Shair, Ezreen Farina and Ahmad, Siti Anom and Marhaban, Mohammad Hamiruce and Md Tamrin, Shamsul Bahri and Abdullah, Abdul Rahim (2017) EMG processing based measures of fatigue assessment during manual lifting: a review. BioMed Research International, 2017. art. no. 3937254. pp. 1-12. ISSN 2314-6133; ESSN: 2314-6141

Abstract

Manual lifting is one of the common practices used in the industries to transport or move objects to a desired place.
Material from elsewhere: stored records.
PR #70, opened 2016-04-27
Add tab for deployments

philipnrmn:
This PR introduces a tabbed navigation to the services page, and splits the functionality previously in `ServicesPage` out to `ServicesTab`. The `DeploymentsTab` currently only shows an empty state. 

Note that in order to avoid conflicts (eg with a service named `deployments`) the service detail routes have been updated to use the `service` prefix, eg `/services/web-server` is now accessible at `/service/web-server`.

### DIFF
--- a/src/js/pages/services/DeploymentsTab.js
+++ b/src/js/pages/services/DeploymentsTab.js
@@ -1,0 +1,27 @@
+import React from 'react';
+
+import AlertPanel from '../../components/AlertPanel';
+
+var DeploymentsTab = React.createClass({
+
+  displayName: 'DeploymentsTab',
+
+  renderEmpty: function () {
+    return (
+      <AlertPanel
+        title="No Deployments"
+        iconClassName="icon icon-sprite icon-sprite-jumbo
+            icon-sprite-jumbo-white icon-services flush-top">
+        <p className="flush">Active deployments will be shown here.</p>
+      </AlertPanel>
+    );
+  },
+
+  render: function () {
+    return this.renderEmpty();
+  }
+
+});
+
+module.exports = DeploymentsTab;
+
--- a/src/js/pages/services/DeploymentsTab.js
+++ b/src/js/pages/services/DeploymentsTab.js
@@ -2,11 +2,13 @@ import React from 'react';
 
 import AlertPanel from '../../components/AlertPanel';
 
-var DeploymentsTab = React.createClass({
+class DeploymentsTab extends React.Component {
 
-  displayName: 'DeploymentsTab',
+  constructor() {
+    super(...arguments);
+  }
 
-  renderEmpty: function () {
+  renderEmpty() {
     return (
       <AlertPanel
         title="No Deployments"
@@ -15,13 +17,13 @@ var DeploymentsTab = React.createClass({
         <p className="flush">Active deployments will be shown here.</p>
       </AlertPanel>
     );
-  },
+  }
 
-  render: function () {
+  render() {
     return this.renderEmpty();
   }
 
-});
+}
 
 module.exports = DeploymentsTab;
 
--- a/src/js/pages/services/ServicesTab.js
+++ b/src/js/pages/services/ServicesTab.js
@@ -1,0 +1,158 @@
+import React from 'react';
+import {StoreMixin} from 'mesosphere-shared-reactjs';
+
+import AlertPanel from '../../components/AlertPanel';
+import Config from '../../config/Config';
+import DCOSStore from '../../stores/DCOSStore';
+import FilterHeadline from '../../components/FilterHeadline';
+import SaveStateMixin from '../../mixins/SaveStateMixin';
+import Service from '../../structs/Service';
+import ServiceDetail from '../../components/ServiceDetail';
+import ServiceFilterTypes from '../../constants/ServiceFilterTypes';
+import ServiceSidebarFilters from '../../components/ServiceSidebarFilters';
+import ServicesTable from '../../components/ServicesTable';
+import ServiceTree from '../../structs/ServiceTree';
+import SidebarActions from '../../events/SidebarActions';
+import SidePanels from '../../components/SidePanels';
+
+var DEFAULT_FILTER_OPTIONS = {
+  filterHealth: null,
+  searchString: ''
+};
+
+let saveState_properties = Object.keys(DEFAULT_FILTER_OPTIONS);
+
+var ServicesTab = React.createClass({
+
+  displayName: 'ServicesTab',
+
+  saveState_key: 'servicesPage',
+
+  saveState_properties,
+
+  mixins: [SaveStateMixin, StoreMixin],
+
+  statics: {
+    // Static life cycle method from react router, that will be called
+    // 'when a handler is about to render', i.e. on route change:
+    // https://github.com/rackt/react-router/
+    // blob/master/docs/api/components/RouteHandler.md
+    willTransitionTo: function () {
+      SidebarActions.close();
+    }
+  },
+
+  contextTypes: {
+    router: React.PropTypes.func
+  },
+
+  getInitialState: function () {
+    return Object.assign({}, DEFAULT_FILTER_OPTIONS);
+  },
+
+  componentWillMount: function () {
+    this.store_listeners = [{name: 'dcos', events: ['change']}];
+  },
+
+  handleFilterChange: function (filterValues, filterType) {
+    var stateChanges = Object.assign({}, this.state);
+    stateChanges[filterType] = filterValues;
+
+    this.setState(stateChanges);
+  },
+
+  resetFilterQueryParams: function () {
+    let router = this.context.router;
+    let queryParams = router.getCurrentQuery();
+
+    Object.values(ServiceFilterTypes).forEach(function (filterKey) {
+      delete queryParams[filterKey];
+    });
+
+    router.transitionTo(router.getCurrentPathname(), {}, queryParams);
+  },
+
+  resetFilter: function () {
+    var state = Object.assign({}, this.state, DEFAULT_FILTER_OPTIONS);
+    this.setState(state, this.resetFilterQueryParams);
+  },
+
+  getContents: function (id) {
+    // Render loading screen
+    if (!DCOSStore.dataProcessed) {
+      return (
+        <div className="container container-fluid container-pod text-align-center
+            vertical-center inverse">
+          <div className="row">
+            <div className="ball-scale">
+              <div />
+            </div>
+          </div>
+        </div>
+      );
+    }
+
+    // Find item in root tree and default to root tree if there is no match
+    let item = DCOSStore.serviceTree.findItemById(id) || DCOSStore.serviceTree;
+
+    // Render service table
+    if (item instanceof ServiceTree && item.getItems().length > 0) {
+      let {state} = this;
+      let services = item.getItems();
+      let filteredServices = item.filterItemsByFilter({
+        health: state.filterHealth,
+        name: state.searchString
+      }).getItems();
+
+      return (
+        <div className="flex-box flush flex-mobile-column">
+          <ServiceSidebarFilters
+            handleFilterChange={this.handleFilterChange}
+            services={services} />
+          <div className="flex-grow">
+            <FilterHeadline
+              inverseStyle={true}
+              onReset={this.resetFilter}
+              name="Services"
+              currentLength={filteredServices.length}
+              totalLength={services.length} />
+            <ServiceSearchFilter
+              handleFilterChange={this.handleFilterChange} />
+            <ServicesTable
+              services={filteredServices} />
+          </div>
+          <SidePanels
+            params={this.props.params}
+            openedPage="services"/>
+        </div>
+      );
+    }
+
+    // Render service detail
+    if (item instanceof Service) {
+      return (<ServiceDetail service={item} />);
+    }
+
+    // Render empty panel
+    return (
+      <AlertPanel
+        title="No Services Installed"
+        iconClassName="icon icon-sprite icon-sprite-jumbo
+          icon-sprite-jumbo-white icon-services flush-top">
+        <p className="flush-bottom">
+          Use the {Config.productName} command line tools to find and install
+          services.
+        </p>
+      </AlertPanel>
+    );
+  },
+
+  render: function () {
+    let {id} = this.props.params;
+
+    return this.getContents(decodeURIComponent(id));
+  }
+
+});
+
+module.exports = ServicesTab;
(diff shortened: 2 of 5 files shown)


mesosphere-web:
Reviewer: @MatApple

src/js/routes/services.js
```diff
@@ -1,37 +1,60 @@
...
-      path: 'task-detail/:taskID/?'
-    }
-  ]
+  services: {
+    type: Route,
+    name: 'services',
+    path: 'services/?',
+    handler: ServicesPage,
+    children: [
+      // Undocumented RR 0.13.5 behaviour: unnamed routes are treated as default
```
mlunoe: Could we make this explicit by adding a `Redirect`, like we do everywhere else?

src/js/routes/services.js
```diff
@@ -1,37 +1,60 @@
...
+      },
+      {
+        type: Route,
+        name: 'services-deployments',
+        path: 'deployments/',
+        handler: DeploymentsTab
+      }
+    ]
+  },
+  serviceDetails: {
```
mlunoe: Could we do something similar to what we do here to not add another top level route?
https://github.com/dcos/dcos-ui/pull/56/files#diff-cd50a5d0c3afa7ada47e360dc9000693R41

philipnrmn: This is way neater. Thanks.

src/js/routes/services.js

Nowadays, even though mechanized equipment is widely available, manual lifting is still considered as an essential way to perform material handling task. Improper lifting strategies may contribute to musculoskeletal disorders (MSDs), where overexertion contributes as the highest factor. To overcome this problem, electromyography (EMG) signal is used to monitor the workers’ muscle condition and to find maximum lifting load, lifting height and number of repetitions that the workers are able to handle before experiencing fatigue to avoid overexertion. Past researchers have introduced several EMG processing techniques and different EMG features that represent fatigue indices in time, frequency, and time-frequency domain. The impact of EMG processing based measures in fatigue assessment during manual lifting are reviewed in this paper. It is believed that this paper will greatly benefit researchers who need a bird’s eye view of the biosignal processing which are currently available, thus determining the best possible techniques for lifting applications.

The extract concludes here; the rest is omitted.